(Saved data entries)
Issue #589, opened 2026-04-22
TUI: arbitrary tab model


rjwittams:
Tabs are currently overview or repo and all repos are opened 

Make them arbitrary widgets
* convoys 
* single convoy/maybe task or vessel
* approvals/events from hooks
* project (multiple repo + subdir)
* workflow
* persistent agent 
* welcome / onboarding 
* etc 

Each tab has an address for deep link opening just that tab in another TUI (-> shove to presentation manager). Eventually same tab can open in the web

rjwittams:
Note from PR #590 work — flagging a related structural concern for whenever the arbitrary-tab model is designed:

**`tab_order` vs `repo_order`:** `TuiModel.repo_order: Vec<RepoIdentity>` currently conflates "the list of repo-type tabs" with "tab-bar order." When we added the Convoys tab, `{` / `}` (move-tab) became awkward — the action dispatches on `model.active_repo` regardless of which tab type is active, so pressing `{` on Convoys silently reorders the invisible repo list. PR #590 fixed the symptom by moving those bindings from `TabPage` back to `Normal`, but the underlying shape is still "repo list happens to equal the reorderable section of the tab bar."

In an arbitrary-tab world this probably wants:
- `tab_order: Vec<TabId>` as the canonical tab-bar order (with positional constraints like Flotilla-always-first, Add-always-last expressed as policy).
- `reorderable` (and perhaps `addressable`, `closable`) as per-tab-kind metadata.
- `MoveTabLeft`/`Right` action handlers consult the metadata rather than implicitly assuming a repo context.
- Only one place persists tab order (today the daemon has its own `repo_order` field in `in_process.rs:453` that isn't synced to the TUI; shared `tab-order.json` via `ConfigStore` is how both currently overlap).

Also: there's a latent binding-vs-action scope mismatch that the arbitrary-tab design should formalise — "app-global bindings" (like `/`, `q`, `?`) and "tab-kind-specific actions" (like `MoveTab`, which only makes sense for reorderable kinds) are different things, but the current model exposes them at the same `BindingModeId` layer.

Not asking to solve this here — just capturing the observations so the tab model design has them.

rjwittams:
[...]

PR #590, opened 2026-04-23
feat: stage 6 PR 1 — read-only convoy TUI view

rjwittams:
## Summary

First PR for stage 6 of the convoy implementation plan. Read-only convoy view end-to-end:

- New namespace-scoped stream (`StreamKey::Namespace`) carrying convoy summaries from daemon to TUI.
- `ConvoyProjection` in the daemon watches `Convoy` + `Presentation` resources and emits `NamespaceSnapshot` / `NamespaceDelta` events.
- New `Convoys` tab in the TUI rendering list + detail (task DAG via `tui-tree-widget`) with status glyphs.
- `flotilla-client` + CLI `watch` replay / gap-recovery extended for the new stream type.
- Selection / filter / auto-select behaviour implemented; initial snapshot state populates the tab.

Spec: `docs/superpowers/specs/2026-04-21-tui-convoy-view-design.md` (PR 1 slice). Per-task Presentation addendum (`docs/superpowers/specs/2026-04-22-per-task-presentation-design.md`) is a prerequisite for the PR 3 (task attach) follow-up, not for this PR.

## Test plan

- [x] `cargo test --workspace --locked --features flotilla-daemon/skip-no-sandbox-tests`
- [ ] Verify Convoys tab renders in a live TUI session with a convoy created via the backend.


rjwittams:
## Review round addressed (commits `33c71941`, `6e840b2f`, `d4594620`)

All four main findings and all five minor items from the review rounds are fixed:

**Main:**
1. Filter duplication — convoy filter now lives in one place (`filter_convoys_by_str` free function in `app/mod.rs`), consumed by `RenderContext`. Free function rather than `App::visible_convoys(&self)` method because the draw closure needs `&mut app.ui` alongside the filter — borrow splitting via the free function avoids the conflict. `screen.rs` no longer re-implements the filter.
2. `ConvoyScope` enum + `scope` field removed from `ConvoysPage`. Per-scope filtering is applied at the `App` layer; a scope field can come back when scope-specific rendering is actually needed.
3. `#[allow(dead_code)]` removed from `wire_convoy_phase`, `wire_task_phase`, `summarize_task`, `summarize_convoy`, and where possible on `NamespaceView` / `ConvoyProjection`. Compiler stays quiet after removal.
4. `namespace_state` correctness: delta-arm now skips when no prior snapshot exists (logs a warning, awaits the next snapshot) instead of synthesizing `seq: 0`. On `RecvError::Lagged`, the mirror is cleared to avoid serving known-stale state to reconnecting clients. Proper structural fix (have `replay_since` consult `ConvoyProjection` directly) filed as #591.

**Minor:**
- `NamespaceModel` uses `#[derive(Default)]`.
- Redundant `fn presentation(...)` test helper removed in favour of `presentation_obj`.
- Stale `// TODO: namespace stream support` comments removed from `cli.rs`.
- `TreeState::default()`-per-render in `detail.rs` has a `TODO(task-attach)` pointing at where it should be lifted into `ConvoysUiState`.
- Hardcoded `"flotilla"` namespace now has a single pointer to #589 (arbitrary tabs) noting where multi-namespace scoping will be added.

Tests: full workspace green. No snapshot changes.

Thanks for the repeated rounds — persistence paid off.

→ DIRECTIONS FOR THIS TASK
Retype the entries above exactly, but only from the line containing "list of repo-type" through the line containing "- Only one place", both included.

→ FINISHED EXERCISE
**`tab_order` vs `repo_order`:** `TuiModel.repo_order: Vec<RepoIdentity>` currently conflates "the list of repo-type tabs" with "tab-bar order." When we added the Convoys tab, `{` / `}` (move-tab) became awkward — the action dispatches on `model.active_repo` regardless of which tab type is active, so pressing `{` on Convoys silently reorders the invisible repo list. PR #590 fixed the symptom by moving those bindings from `TabPage` back to `Normal`, but the underlying shape is still "repo list happens to equal the reorderable section of the tab bar."

In an arbitrary-tab world this probably wants:
- `tab_order: Vec<TabId>` as the canonical tab-bar order (with positional constraints like Flotilla-always-first, Add-always-last expressed as policy).
- `reorderable` (and perhaps `addressable`, `closable`) as per-tab-kind metadata.
- `MoveTabLeft`/`Right` action handlers consult the metadata rather than implicitly assuming a repo context.
- Only one place persists tab order (today the daemon has its own `repo_order` field in `in_process.rs:453` that isn't synced to the TUI; shared `tab-order.json` via `ConfigStore` is how both currently overlap).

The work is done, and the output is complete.